PR #1526, opened 2020-02-22
docs(hooks): clarify useSelector re-runs on render

AndersDJohnson:
The documentation on `useSelector` was a little unclear as to when it re-runs on function component renders. It does not seem to re-run on re-renders when a selector reference doesn't change (as was hinted at below, but not above).

### DIFF
--- a/docs/api/hooks.md
+++ b/docs/api/hooks.md
@@ -40,7 +40,7 @@ Allows you to extract data from the Redux store state, using a selector function
 
 > **Note**: The selector function should be [pure](https://en.wikipedia.org/wiki/Pure_function) since it is potentially executed multiple times and at arbitrary points in time.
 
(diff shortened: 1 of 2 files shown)


markerikson:
Thanks.  Unfortunately, due to how we version the docs, this will only show up in the "Next" version section, and not the "7.1" version section.  Can you update the matching file under `versioned_docs` as well?

AndersDJohnson:
> Thanks. Unfortunately, due to how we version the docs, this will only show up in the "Next" version section, and not the "7.1" version section. Can you update the matching file under `versioned_docs` as well?

@markerikson Good call. Done in 579415c!

markerikson:
Yeah, I'm still really not happy with how versioning gets handled in Docusaurus, and I don't think it gets any better in v2.  This is exactly my concern with it - folks don't know to edit the `versioned_docs` files, and the `/docs` folder is actually "next" and not "current".

Thanks!

PR #1527, opened 2020-02-24
create tests for functions in mapDipatchToProps

phapdinh:
Hi I saw that there were no tests for the functions in mapDispatchToProps and thought I would help by adding some. Those functions can be tricky so I thought I would add to make sure they don't break


timdorr:
Thanks, but I'd rather not add small unit tests like this. I'm more concerned with integration tests, as per Kent C Dodds' methodology: https://kentcdodds.com/blog/write-tests/

Issue #1236, opened 2019-04-12
Deprecating connectAdvanced


timdorr:
I intend to remove the `connectAdvanced` API from React Redux, essentially replacing `connect` with its contents.

Why? It's an abstraction that we don't use ourselves, so it just becomes an indirection in the code. It is only minimally used in the community. It creates a more complex code base, which is a barrier to entry for many contributions. Plus, frankly, I just don't like it; it gives me [Java flashbacks](https://gph.is/13o8Kjq).

This is mainly to give the few folks that do use it a heads up. It won't go away until the next major release. However, I intend to add a deprecation warning at some point in the future. We'll do that _after_ Hooks, just so we're not dropping two big changes in one minor release. Plus, you can lock to that version to have your Hooks and your connectAdvanced at the same time. Sound fair?

If there are specific use cases, we can see about migrating them into the `connect` API, most likely as options. This isn't about completely throwing away a big chunk of functionality, just simplifying the code base a bit and making it easier to grok for everyone.

gaearon:
👍 I could never understand what it does or why it was added. It sounds like if you need this kind of complexity you should just vendor the connect code and maintain it yourself.

markerikson:
FWIW, the intended use case is for an end user to be able to customize how all the memoization and prop generation is handled, on their own.  All the logic for managing the subscription itself stays the same - it's really just changing from calling `mapState` and `mapDispatch` specifically, to `(storeState, dispatch) => childProps`, and `connect` implements its `mapState/mapDispatch` handling as one possible `(storeState, dispatch) => childProps` function.

If y'all are really dead set on removing it, we can, but I truly don't think it adds that much extra complexity.

Lemme tag three folks who I know have a particular interest in this: @jimbolla , @epeli , @mariusandra .

epeli:
Bummed about this of course but I understand the reasoning and I can live with. Actually just realized I can achieve everything I want with the `areStatePropsEqual` option of `connect()`.

Farewell `advancedConnect()`.

mariusandra:
This would be a bummer. [Kea](https://kea.js.org) is basically built around it. I'll need to see if I can work around it and will provide a more insightful reply next week, as I'm literally boarding a plane for a weekend getaway now.

Cheers!

jimbolla:
I'm not using Redux so I don't have an opinion on this.

mariusandra:
[...]

PR #1528, opened 2020-02-25
remove options parameter

phapdinh:
I checked the use of the wrapMapToPropsConstant function in the codebase and it is only used in wrapMapToProps and mapDispatchToProps. All three places, the function passed in doesn't take in a second parameter. This might be left over code from a previous refactor or maybe left over for some future feature that wants to pass options as a parameter into the function. However, I thought I bring it up to your attention.

### DIFF
--- a/src/connect/wrapMapToProps.js
+++ b/src/connect/wrapMapToProps.js
@@ -1,8 +1,8 @@
 import verifyPlainObject from '../utils/verifyPlainObject'
 
 export function wrapMapToPropsConstant(getConstant) {
-  return function initConstantSelector(dispatch, options) {
-    const constant = getConstant(dispatch, options)
+  return function initConstantSelector(dispatch) {
+    const constant = getConstant(dispatch)
 
     function constantSelector() {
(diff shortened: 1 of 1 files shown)


timdorr:
Nope, it's passed right here: https://github.com/reduxjs/react-redux/blob/5e0c50d814b08cbdd46f1fcce77b34210d546669/src/connect/selectorFactory.js#L104-L106

phapdinh:
@timdorr options is passed into the initMapDispatchToProps function, but the getConstant function doesn't use it. So your passing in an option parameter that is not being used in the codebase. I can update the PR to remove the options from the initMapDispatchToProps. However, the options is not being used by the nested function. This would be more apparent in typescript, but right now javascript doesn't throw an error if you pass in unnecessary parameters

timdorr:
Well, the long term plan is to drop connectAdvanced (#1236) and refactor all of these complex factory functions into something much simpler. So, this will go away one way or another. Thanks for bringing it up!

PR #1581, opened 2020-05-07
Fix error message typo in useSelector ('You must pass a selector...).

Pixelwelder:
This is a tiny edit, but the current wording did send me hunting for `useSelectors` in the source.


timdorr:
Huh, don't know how we missed that. Thanks!

PR #1593, opened 2020-06-16
Apply React.memo twice to ensure that props object reference stays the same

Hypnosphi:
See https://github.com/facebook/react/issues/18901

Ideally, it should be fixed on React side though

### DIFF
--- a/src/components/connectAdvanced.js
+++ b/src/components/connectAdvanced.js
@@ -471,7 +471,8 @@ export default function connectAdvanced(
     }
 
     // If we're in "pure" mode, ensure our wrapper component only re-renders when incoming props have changed.
-    const Connect = pure ? React.memo(ConnectFunction) : ConnectFunction
+    // Applying React.memo twice ensures that props object reference doesn't change unless some of the props has changed.
+    const Connect = pure ? React.memo(React.memo(ConnectFunction)) : ConnectFunction
 
     Connect.WrappedComponent = WrappedComponent
     Connect.displayName = displayName
--- a/src/components/connectAdvanced.js
+++ b/src/components/connectAdvanced.js
@@ -471,8 +471,10 @@ export default function connectAdvanced(
     }
 
     // If we're in "pure" mode, ensure our wrapper component only re-renders when incoming props have changed.
-    // Applying React.memo twice ensures that props object reference doesn't change unless some of the props has changed.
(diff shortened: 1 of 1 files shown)


markerikson:
Can you clarify exactly what behavior this is trying to fix?  I'm not sure I understand what the problem is.

Hypnosphi:
`props`, and therefore `wrapperProps` change by reference each time parent component re-renders, which leads to unnecessary calculations and effects

markerikson:
Can you put together a sandbox that shows how this specifically affects React-Redux?  Also, how does this change affect the React-Redux benchmarks repo results?

Hypnosphi:
Looks like it only adds some more calls to react-redux internal functions, there's no external effect thanks to an additional [check](https://github.com/reduxjs/react-redux/blob/master/src/connect/selectorFactory.js#L75)

Here's the sanndbox https://codesandbox.io/s/focused-goldberg-jres3?file=/src/App.js

If you open devtools on detached view ("Open in new window"), you can find `https://jres3.csb.app/node_modules/react-redux/es/components/connectAdvanced.js` file in Sources tab and place a debug point at line 183 which maps to https://github.com/reduxjs/react-redux/blob/master/src/components/connectAdvanced.js#L407

You can observe that this line is only executed if you click "update redux" after "update parent"

I will also check how my change affects React-Redux benchmarks

timdorr:
This won't have any effect because the props object is spread:

```js
<Connect {...props} />
```

React doesn't compare the props as an object instance, it does [a shallow comparison of their values](https://github.com/facebook/react/blob/d4fc2c1457bdee52367df3ec2dc9348a12ab85b3/packages/react-reconciler/src/ReactFiberBeginWork.new.js#L525).

If there's something else going on with React not keeping child props memoized between parent re-renders, that's something internal to React. We shouldn't mis-use their APIs to workaround their bug.

Hypnosphi:
> React doesn't compare the props as an object instance

But react-redux [does](https://github.com/reduxjs/react-redux/blob/master/src/components/connectAdvanced.js#L285)

Hypnosphi:
> This won't have any effect because the props object is spread:
>
> `<Connect {...props} />`

Looks like it's only the case for `forwardRef: true`. Can be solved by applying `memo` after `forwardRef`, not before

PR #1598, opened 2020-06-30
docs(hooks.md): clarify `useDispatch`, see #1468

### LINKED ISSUE #1468: Memoize useDispatch?
The docs say

> When passing a callback using dispatch to a child component, it is recommended to memoize it with useCallback, since otherwise child components may render unnecessarily due to the changed reference.

with the example code being

```js
  const incrementCounter = useCallback(
    () => dispatch({ type: 'increment-counter' }),
    [dispatch]
  )
```

I think this could use some clarification. I am understanding it to not be specific to useDispatch, and to just be the classic react thing of don't pass anonymous functions to children since they are different every render. 

If that is the case, it would probably be worth highlighting that it's not specific to useDispatch. If I am misunderstanding, then is there any reason that react-redux can't export some helper that calls useCallback for you? I imagine most people would not realize they need to do this.

papb:
This PR clarifies the memoization of `useDispatch` and how the generated `dispatch` function can be safely used as a dependency of an `useCallback` hook.

I wrote this thinking of what I would have liked to read earlier today. This little clarification would have saved some time.

Thanks for considering!

-----

This would resolve #1468 (in my opinion) if it wasn't already closed.

### DIFF
--- a/docs/api/hooks.md
+++ b/docs/api/hooks.md
@@ -219,7 +219,7 @@ const dispatch = useDispatch()
 
 This hook returns a reference to the `dispatch` function from the Redux store. You may use it to dispatch actions as needed.
 
-*Note: like [React's `useReducer`](https://reactjs.org/docs/hooks-reference.html#usereducer), the returned `dispatch` function identity is stable and won't change on re-renders.*
+*Note: like in [React's `useReducer`](https://reactjs.org/docs/hooks-reference.html#usereducer), the returned `dispatch` function identity is stable and won't change on re-renders (unless you change the `store` being passed to the `<Provider>`, which would be extremely unusual).*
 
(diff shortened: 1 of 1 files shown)


timdorr:
Thanks!

markerikson:
Unfortunately, I think this might have the same problem we've been running into with the versioning: it only updates the file under `/docs`, and not in the versioned folders, so it'll only show up under the "Next" version instead of the main page.

papb:
@markerikson Hmm, should I create mirror PRs targeting other branches? Which ones?

markerikson:
It's not "other branches" - it's the files under https://github.com/reduxjs/react-redux/tree/master/website/versioned_docs .

PR #1602, opened 2020-07-04
Removed unused variable in server-rendering test

keiya01:
I removed unused variable. 
Thank you.


timdorr:
Thanks, but we may adjust this test to check the layout later. Plus, keep it around doesn't hurt anything.

PR #1621, opened 2020-08-05
fix mapDispatchToProps ownProps example description

sag1v:
When using mapDispatchToProps we re-binding the props on component mount and not on re0rendering like the current docs mentions.

This fixes it.


markerikson:
Thanks!

PR #1626, opened 2020-08-30
Fix redundant check

jzendo:
Only need check x or y is non-zero(+0 or -0).


timdorr:
Thanks, but this isn't needed.

jzendo:
Simple is beauty.
😊

Issue #1583, opened 2020-05-08
Incorrect/dead links


jinhale:
From some pages including [accessing the store](https://react-redux.js.org/using-react-redux/accessing-store) there is at least one bad [link](https://react-redux.js.org/api/hooks.md#useStore).  

To correct the link remove the portion of the URL that is '.md'. This may need to be done for multiple pages.

timdorr:
This seems to be a common issue with Docusaurus. They _should_ be converted from the file links to the generated URLs when the site is built. Maybe we have some setting wrong?

josephMG:
https://github.com/facebook/docusaurus/releases/tag/v2.0.0-alpha.64
https://github.com/facebook/docusaurus/pull/3429
upgrade docusaurus should fix it.

Issue #1588, opened 2020-05-18
useStore link not found


cesarvarela:
The link from here: https://react-redux.js.org/using-react-redux/accessing-store#using-the-usestore-hook
Returns 404: https://react-redux.js.org/api/hooks.md#useStore
Seems the `.md` shouldn't be there.

timdorr:
Could you submit a PR to fix this? Thanks!

PR #1638, opened 2020-10-06
Update docusaurus

josephMG:
Fix https://github.com/reduxjs/react-redux/issues/1583 and https://github.com/reduxjs/react-redux/issues/1588 by upgrade docusaurus.

Refs:
1. https://github.com/facebook/docusaurus/releases/tag/v2.0.0-alpha.64
2. https://github.com/facebook/docusaurus/pull/3429


timdorr:
Hmm, do we want to upgrade to 2.0? Everything appears A-OK, but we would be using the legacy theme.

markerikson:
Yes, I _definitely_ want us to upgrade to DS v2!  Just a question of whether the upgrade correctly handles all the versioning aspects we're using from v1 or not.

markerikson:
Hmm.  This PR only seems to bump the DS version.  Based on the work upgrading the Redux core docs from DSv1 to v2, I would expect this also requires a number of changes to the Docusaurus config files as well.

@josephMG , can you review the Docusaurus config files from https://github.com/reduxjs/redux/tree/master/website and https://github.com/reduxjs/redux-toolkit/tree/master/website and see what config changes need to be applied here as well?  I assume that `docusaurus.config.js`, `sidebars.js`, and the `src/css/custom.css` files would need to be updated, at a minimum - possibly others too.

josephMG:
That's OK. You can just close my PR If it's not emergency. 
Thanks.

josephMG:
Yes I only upgrade version to DSv2. I think it still run DSv1 because I only modify `docusaurus-1.x` in [Docusaurus package](https://github.com/facebook/docusaurus/tree/master/packages).

@markerikson   Let me try it. I'm glad to help the rest of things to DSv2.

markerikson:
@josephMG hey, this is looking great so far!  The PR preview is definitely using DS v2 now, and it looks like the versioning is (hopefully?) cooperating.

Will need to get the theme colors updated to match the other sites, and both the RTK and Redux core docs have a bunch of extra custom CSS that I'd like to pull over.  Loving where this is going, and thank you!

josephMG:
@markerikson I fixed styles to match both the RTK and Redux. Btw, this [version](https://v2.docusaurus.io/docs/2.0.0-alpha.65/theme-classic#navbar-docs-version-dropdown) has only **versions dropdown** but not `/versions` link. I think [DSv2-alpha-66](https://v2.docusaurus.io/docs/theme-classic#navbar-docs-version-dropdown) will handle it.

markerikson:
Great!  It's looking fairly close. Only thing I really see atm is that the "features" section should have a white background, not `var(--ifm-blockquote-color)`.  Can you tweak that?

josephMG:
@markerikson Yes, I fixed features section color.

markerikson:
Awright, this looks good enough for now.  Let's merge it, and we can always fix any other issues later.

@josephmg, thank you for doing this! :)

PR #1655, opened 2020-10-30
Doc : Update ownProps example

harshilparmar:
This changes can make more clear understanding to future reader.I hope it helps 👍

PR #1657, opened 2020-10-30
Doc : Update ownProps examples for all versions

harshilparmar:
@markerikson As we discussed in #1655.I have changed Docusaurus's "versioned docs".


markerikson:
Obsolete now that we've dropped versioning.

Issue #1654, opened 2020-10-29
useSelector returns new value on each call even equalityFn returns true


otakustay:
**What is the current behavior?**

1. Open https://codesandbox.io/s/serene-franklin-pjkhu?file=/src/App.js
2. Press button
3. Inspect console log

We have some confusing logs in console like:

```
array equals: true 
selector value changed 
```

This indicates the return value of `useSelector` changes even its `equalityFn` returns `true`.

**What is the expected behavior?**

In `DisplayValueList` component, the value `mustChange` can change on every press, but the next `useSelector` should return a constant value because its selector function returns a static array and its `equalityFn` is set to an array equal function, the console log should be clean.

When the first `useSelector` is removed, the console output is clean as expected, this is even more confusing to me.

markerikson:
This is specifically because you're passing in a new selector function reference on each render pass.  We always re-run the selector if the selector is a new reference, because your code _could_ have changed what it's selecting entirely (ie, going from `state => state.todos` to `state => state.posts`).

If you were to extract the selector function definition outside the component, or memoize creating it, you'll see the same array result being returned.

otakustay:
Sorry but I still think `equalityFn` should work even selector is a new reference. When `equalityFn` is omitted and selector returns a reference equal object, `useSelector` doesn't  trigger a re-render.

In many cases it's hard to keep selector reference equal, mostly when we select state from props:

```js
const post = useSelector(s => {
  const post = s.posts[props.id];
  const author = s.users[post.author];
  return {...post, author};
});
```

I believe when user passes a `equalityFn`, this function should take responsibility to identify state equality between different selectors.

markerikson:
Mmm... I can see this as a potential point, yeah.  Not something I have time to change myself right now, but if you or someone else wants to put up a PR, we can look at it.

nightpool:
Hey @otakustay! Thank you for opening this issue—I just had the same confusing problem, where I assumed that the equalityFn would be applied in both cases! This was what my code looked like:

```js
   const items = useSelector(state => todoIds.map(id => state.entities.todos[id]), shallowEquals);
   useMemo(() => doSomethingExpensiveWith(items), [items]);
```

and I found to my surprise that the `doSomethingExpensive` was being called every time the component rendered! I had assumed that the shallowEquals, which I know is already memoizing the returned value when the store changes, would also be memoizing the returned value when the selector changed.

@otakustay Let me know if you need any help with that patch—would love to get this over the finish line!

[...]

PR #1660, opened 2020-11-07
Reuse latest selected state on selector re-run (#1654)

otakustay:
I'm not sure if it is a simple fix or a potential breaking change, but reuse latest selected state is quite important in preventing components from re-render frequently

### DIFF
--- a/src/hooks/useSelector.js
+++ b/src/hooks/useSelector.js
@@ -34,7 +34,7 @@ function useSelectorWithStoreAndSubscription(
       latestSubscriptionCallbackError.current
     ) {
       const newSelectedState = selector(storeState)
-      // ensure latest selected state is reused so that a curtom equality function can result in identical references
+      // ensure latest selected state is reused so that a custom equality function can result in identical references
       if (
         latestSelectedState.current === undefined ||
         !equalityFn(newSelectedState, latestSelectedState.current)
--- a/src/hooks/useSelector.js
+++ b/src/hooks/useSelector.js
@@ -33,7 +33,16 @@ function useSelectorWithStoreAndSubscription(
       storeState !== latestStoreState.current ||
       latestSubscriptionCallbackError.current
     ) {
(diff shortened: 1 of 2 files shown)


test/hooks/useSelector.spec.js
```diff
@@ -412,6 +412,35 @@ describe('React', () => {
 
           spy.mockRestore()
         })
+
+        it('reuse latest selected state on selector re-run', () => {
+          store = createStore(({ count } = { count: -1 }) => ({
+            count: count + 1,
+          }))
+
+          const alwaysEqual = () => true
```
jgibson02, line 421: Does this also maintain the latest state if the equalityFn is defined within the component or inline?

src/hooks/useSelector.js
```diff
@@ -33,7 +33,16 @@ function useSelectorWithStoreAndSubscription(
       storeState !== latestStoreState.current ||
       latestSubscriptionCallbackError.current
     ) {
-      selectedState = selector(storeState)
+      const newSelectedState = selector(storeState)
+      // ensure latest selected state is reused so that a curtom equality function can result in identical references
```
nightpool, line 37:
```suggestion
      // ensure latest selected state is reused so that a custom equality function can result in identical references
```

test/hooks/useSelector.spec.js
nightpool: Yes—it only cares what the equalityFn returns, not what its identity is

nightpool: However, having a non-pure equalityFn (i.e., one that closes over variables from its surrounding components) could have *very surprising results.

markerikson:
Seems reasonable, I think.

brianathere:
I'm encountering the same issue, and this would be a nice fix. Is there something I can do to help with merging this PR?

markerikson:
Yeah, let's do this.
* * * * * * *
**What to work on**. List all lines from the entries that include the word "pull".

**Output of the task**.
https://github.com/facebook/docusaurus/pull/3429
2. https://github.com/facebook/docusaurus/pull/3429
Will need to get the theme colors updated to match the other sites, and both the RTK and Redux core docs have a bunch of extra custom CSS that I'd like to pull over.  Loving where this is going, and thank you!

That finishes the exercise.